3. The functional self-healing radar system based on state prediction of claim 2, wherein: the data acquisition and storage module comprises a data interface unit, a data filtering unit, a format conversion unit, an identification binding unit and a data storage unit which are sequentially connected; the data interface unit continuously or periodically acquires working parameter data of the operation of each component by using various sensors and detection circuits, and receives corresponding detection information through the communication interface circuit; the data filtering unit filters the received detection information and extracts effective test data; the data format conversion unit converts the filtered data into a digital format convenient for subsequent processing; the identification binding unit receives a unique identification output by the component or manually input, and binds the unique identification of the component with the detection data; the data storage unit receives the detection data subjected to the identification processing and stores the detection data into a database.

4. The functional self-healing radar system based on state prediction of claim 3, wherein: the state diagnosis and prediction module comprises a fault diagnosis unit and a state prediction unit, wherein the fault diagnosis unit receives the radar state effective data output by the data acquisition and storage module and determines whether a fault condition exists in a related diagnosis object according to a radar fault judgment criterion; the state prediction unit analyzes the historical state data of the radar in the database by inquiring the effective data in the database, predicts the evolution trend of each component parameter of the radar in a certain time range and displays the evolution trend in a visual mode.

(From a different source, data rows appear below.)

PR #370, opened 2020-02-26
Change default instance for azure

juadk:
This PR changes default instance for Azure and adds links about certified systems in documentation.

Azure warned us about the default instance we are using in the project.
They told to use smaller instance which is also supported.
We chose M128S because it is a recommended instance for clustering but Azure told us that clustering means for scale-out scenario and not HA clustering.


diegoakechi:
@juadk I think, as this is not a really critical change, I would submit this to the `develop` branch so we avoid the need to backporting patches between branches.

PR #371, opened 2020-02-26
Change default instance for azure

juadk:
This PR changes default instance for Azure and adds links about certified systems in documentation.

Azure warned us about the default instance we are using in the project.
They told to use smaller instance which is also supported.
We chose M128S because it is a recommended instance for clustering but Azure told us that clustering means for scale-out scenario and not HA clustering.


juadk:
> Hi @juadk ,
> We would need to change this default value as well:
> https://github.com/SUSE/ha-sap-terraform-deployments/blob/develop/azure/modules/hana_node/variables.tf#L85
> 
> Besides that, everything good

Thanks for pointed me this.
Done

PR #372, opened 2020-02-26
Fix salt scripts usage to run the proper top files

arbulu89:
This PR fixes 2 issues:

- `mount_sapmnt` is used in the `sapnwbootstrap-formula`, so we need to change the name to avoid duplicated states
- In order to keep idempotency properly, we need to split the execution of the formulas and the pre deployment. This is done having different salt envs that are executed in the highstate.

Before that, the `iscsi_srv` execution was failing because the `file_root` variable was not getting the folder where iscsi formula states are stored.

I have tested with AWS and works fine now.

### DIFF
--- a/salt/deployment.sh
+++ b/salt/deployment.sh
@@ -1,5 +1,7 @@
 #!/bin/bash -xe
 
+# Execute the states within /root/salt/pre_installation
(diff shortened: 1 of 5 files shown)


MalloZup:
we can merge this and see if it fix

PR #377, opened 2020-03-02
Add timeout for avoiding infinite looping

MalloZup:
this Pr add timeouts 3h when creating cluster.
I had currenlty problem that the cluster creation never stop.

also in future scenario of automated CI is good to have a limit to don't waste resources. I guess 3H should be enough in normal/exceptional cases imho


MalloZup:
ok I wil test and submit later on closing form moment

PR #381, opened 2020-03-06
Improve AWS documentation about IAM policies

arbulu89:
Here updated the documentation about how to use AWS IAM policies.

Sending the changes to `master` as it is a pretty important detail


aws/README.md
```diff
@@ -60,11 +60,31 @@ This file is also used by the `aws` command line tool, so it can be created with
 
 In order to execute the deployment properly using terraform, the used user must have some policies enabled. Mostly, it needs access to manage EC2 instances, S3 buckets, IAM (to create roles and policies) and EFS storage.
 
-Here how it should look like:
+In order to setup the IAM proper rights, 2 options are available:
+- Set the `IAMFullAccess` policy to the user running the project (or to the group which the user belongs to). This is not recommended as this IAM policy give full IAM access to the user.
```
diegoakechi: Maybe we could remove this option from the docs, since documenting the minimal permission needed already implies that more powerful users will also be able to execute the project.

arbulu89:
@juadk I will test again my configuration to see what happens there...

5. The functional self-healing radar system based on state prediction of claim 4, wherein: the fault diagnosis unit judges the fault condition of the tested component by referring to the receiving and transmitting signal of the tested component, and when the tested component does not receive the input signal, the component is judged to be in an unknown state; when the tested component receives an input signal but does not have an output signal, judging that the component has a fault; when the tested component receives the input signal and has the output signal, the component is judged to have no fault.

6. The functional self-healing radar system based on state prediction of claim 5, wherein: the working logic of the function repairing control module is as follows: when the radar is just started, the components with short total starting time are started preferentially according to the total starting time of each component, so that the working time of each component is balanced; when a component of a certain functional module of the radar system fails, controlling a certain parallel component which is not started to replace the failed component to work, so that the function of the radar is repaired; when the performance of a certain component is detected to be reduced and a fault is predicted to occur, a parallel component which is not started is controlled to be started, and after the newly started component works stably, the component with the reduced performance is closed.